Monday, October 1, 2007


 Updated 3/2017-- photos and all links (except to my own posts) removed as many no longer active.

First, please, refer to my post on breast self-exam. It is important to do your monthly self-exam. It is important to do it properly. Also, check out this article on breast changes during your lifetime that are not cancer from the National Cancer Institute.

Mammography is a low-dose x-ray system to examine breasts. A mammography exam, commonly known as a mammogram, is used to aid in the diagnosis of breast diseases in women. Mammograms are used for both screening and diagnosis.
Screening Mammogram
Mammography can show changes in the breast up to two years before a patient or physician can feel them. Cure rates are much higher when the breast cancer can be found at this stage. Current guidelines from the U.S. Department of Health and Human Services (HHS), the American Cancer Society (ACS), the American Medical Association (AMA) and the American College of Radiology (ACR) recommend screening mammography every year for women, beginning at age 40.
The National Cancer Institute (NCI) adds that women who have had breast cancer and those who are at increased risk due to a genetic history of breast cancer should seek expert medical advice about whether they should begin screening before age 40 and about the frequency of screening.
Diagnostic Mammogram
Diagnostic mammography is used to evaluate a patient with abnormal clinical findings—such as a breast lump or lumps—that have been found by her or her doctor.
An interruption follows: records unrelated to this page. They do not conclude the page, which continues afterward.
PR #204, opened 2023-01-06
Bugfix cache only valid owners masterdata

duizer:
`GetUuidForCompany` returns string.Empty when receving a not-ok answer from auth service. In this PR a check is added to ensure that MasterDataService only caches when there is a non empty string.

### DIFF
--- a/domains/certificates/Query.API/API/MasterDataService/MockMasterDataService.cs
+++ b/domains/certificates/Query.API/API/MasterDataService/MockMasterDataService.cs
@@ -58,7 +58,8 @@ internal class MockMasterDataService : IMasterDataService
 
         var meteringPointOwner = await clientFactory.CreateClient().GetUuidForCompany(cvr);
 
-        cvrToMeteringPointOwner.TryAdd(cvr, meteringPointOwner);
+        if (!string.IsNullOrWhiteSpace(meteringPointOwner))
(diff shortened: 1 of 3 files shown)


ckr123 (approved):

domains/certificates/Query.API/API/MasterDataService/MockMasterDataService.cs
```diff
@@ -58,7 +58,8 @@ private async Task<string> GetMeteringPointOwner(MasterDataMockInput masterDataM
 
         var meteringPointOwner = await clientFactory.CreateClient().GetUuidForCompany(cvr);
 
-        cvrToMeteringPointOwner.TryAdd(cvr, meteringPointOwner);
+        if (!string.IsNullOrWhiteSpace(meteringPointOwner))
```
ckr123, line 61: Shouldnt we have a test to catch this?

duizer: Since this is a mock implementation of the master data service and not the real implementation we decided not to add tests. However, the complexity of the mock implementation has increased since we started, which means we should revise our initial decision of no tests. 
I suggest this as a two step: Step 1: Get this bugfix out. Step 2: Add unit tests to MockMasterDataService.

ckr123 (approved):

ckr123 (approved):

PR #210, opened 2023-01-13
1242 validation for gc enabling

duizer:
The entity is either called `SignUp` or `CertificateGenerationSignUp`. This may lead to confusion. Let me know what you think. Please also note that the term has not been accepted (or defined) by the business at this point. 

The code smell reported by SonarCloud for roslyn:xUnit1033 is false (https://github.com/xunit/xunit/issues/2591). Please ignore for now


domains/certificates/Query.API/API/CertificateGenerationSignUpService/CertificateGenerationSignUpServiceImpl.cs
```diff
@@ -0,0 +1,76 @@
...
+        {
+            return new GsrnNotFound();
+        }
+
+        if (matchingMeteringPoint.Type != MeterType.Production)
+        {
+            return new NotProductionMeteringPoint();
+        }
+
+        // Check if GSRN is already signed up
```
ckr123, line 39: If these comments are necessary I think this could be refactored to a method with a descriptive name so we can remove the comments

domains/certificates/Query.API/API/CertificateGenerationSignUpService/CertificateGenerationSignUpServiceImpl.cs
```diff
@@ -0,0 +1,76 @@
...
+        var document = await repository.GetByGsrn(gsrn);
+
+        if (document != null)
+        {
+            return new SignUpAlreadyExists(document);
+        }
+
+        // Save
```
ckr123, line 47: Could be deleted

domains/certificates/Query.API/API/CertificateGenerationSignUpService/CertificateGenerationSignUpServiceImpl.cs
```diff
@@ -0,0 +1,76 @@
...
+        this.client = client;
+        this.repository = repository;
+    }
+
+    public async Task<CreateSignUpResult> Create(string gsrn, string meteringPointOwner, DateTimeOffset startDate, CancellationToken cancellationToken)
+    {
+        var meteringPoints = await client.GetMeteringPoints(meteringPointOwner, cancellationToken);
+        var matchingMeteringPoint = meteringPoints?.MeteringPoints.FirstOrDefault(mp => mp.GSRN == gsrn);
+
+        if (matchingMeteringPoint == null)
```
ckr123, line 29: Could this be extracted so the create method doesnt handle the validation?

domains/certificates/Query.API/API/Query.API/Controllers/SignUpsController.cs
```diff
@@ -0,0 +1,101 @@
...
+using static API.CertificateGenerationSignUpService.CreateSignUpResult;
+
+namespace API.Query.API.Controllers;
+
+[Authorize]
+[ApiController]
+public class SignUpsController : ControllerBase
+{
+    /// <summary>
+    /// Signs up a metering point for granular certificate generation
```
ckr123, line 23: Are these summaries used in the opanapi doc?

duizer: Yes

domains/certificates/Query.API/API/CertificateGenerationSignUpService/CertificateGenerationSignUpServiceImpl.cs
duizer: Deleted

domains/certificates/Query.API/API/CertificateGenerationSignUpService/CertificateGenerationSignUpServiceImpl.cs
duizer: Deleted comments

Exobitt (approved):
lgtm

domains/certificates/Query.API/API.AppTests/SwaggerTests.GetSwaggerDoc_AppStarted_NoChangesAccordingToSnapshot.verified.txt
```diff
@@ -36,6 +36,137 @@
           }
         }
       }
+    },
+    "/api/signUps": {
```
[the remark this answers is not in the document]
duizer: It is based on the route defined using the [Route]-attribute on a controller (ContractsController in this case). So changing the [Route]-attribute will result in a changed Swagger/OpenAPI-doc

domains/certificates/Query.API/API/CertificateGenerationSignUpService/CertificateGenerationSignUpServiceImpl.cs
duizer: It could, but since the return type is a union type (or as close as we can do a union type), extracting a validation method will require that it returns a nullable result, which should then be checked in `Create`. So I prefer keeping it like this at this point.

Diagnostic mammography may also be done after an abnormal screening mammography in order to determine the cause of the area of concern on the screening exam.
Important Things to Know and Do Prior to Mammogram
Before scheduling a mammogram, discuss any new findings or problems in your breasts with your doctor. At the time of the mammogram, inform the radiologist (or the techs) of any prior surgeries, hormone use, and family or personal history of breast cancer. Try not to schedule your mammogram for the week before your period if your breasts are usually tender during this time. The best time for a mammogram is one week following your period. Always inform your doctor or x-ray technologist if there is any possibility that you are pregnant.
  • Do not wear deodorant, talcum powder or lotion under your arms or on your breasts on the day of the exam. These can appear on the mammogram as calcium spots.
  • If possible, obtain prior mammograms and make them available to the radiologist at the time of the current exam. Or try to use the same facility each year so they will already have prior mammograms.
  • Ask when your results will be available; do not assume the results are normal if you do not hear from your doctor or the mammography facility. Make sure you state who should get a copy of your mammogram results--family doctor, general surgeon, oncologist, plastic surgeon, etc.
What a Mammogram Can Show
The radiologist will look at your x-rays for breast changes that do not look normal. The doctor will look for differences between your breasts. He or she will compare your past mammograms with your most recent one to check for changes. The doctor will also look for lumps and calcifications.
  • Lumps (or "mass")--The size, shape, and edges of a lump sometimes can give doctors more information about whether or not it is cancer. A growth that is benign often looks smooth and round with a clear, defined edge. On the other hand, breast cancer often has a jagged outline and an irregular shape.
  • Calcifications--A calcification is a deposit of the mineral calcium in the breast tissue. Calcifications appear as small white spots on a mammogram. There are two types:
  1. Macrocalcifications are large calcium deposits often caused by aging. These are usually not cancer.
  2. Microcalcifications are tiny specks of calcium that may be found in an area of rapidly dividing cells. If they are found grouped together in a certain way, it may be a sign of cancer.
Depending on how many calcium specks you have, how big they are, and what they look like, your doctor may suggest that you--1) have a different type of mammogram that allows the radiologist to have a closer look at the area, 2) have another screening mammogram, usually within 6 months, or 3) have a biopsy done.
Mammograms are not perfect, but are currently the best method to find breast changes. If your mammogram shows a change in your breast, sometimes other tests will be needed to better understand it. These follow-up tests include ultrasound or more mammograms views. The only way to find out if an abnormal result is cancer is to do a biopsy. It is important to know that most abnormal findings are not cancer.
  • Mammography--RadiologyInfo
  • Mammograms--National Cancer Institute
  • Mammograms in Women under 50--TBTAM
  • MRI Urged for High Breast Cancer Risk--WebMD


jmb said...

Thank you for this post Dr Ribates. I have long standing calcification and I am constantly moved back and forth from the screening to the diagnostic program here.
I will check the links you have here.

Cindie said...

I had a mammogram on February 1st and I got a postcard from my Doctor's office stating that it was fine.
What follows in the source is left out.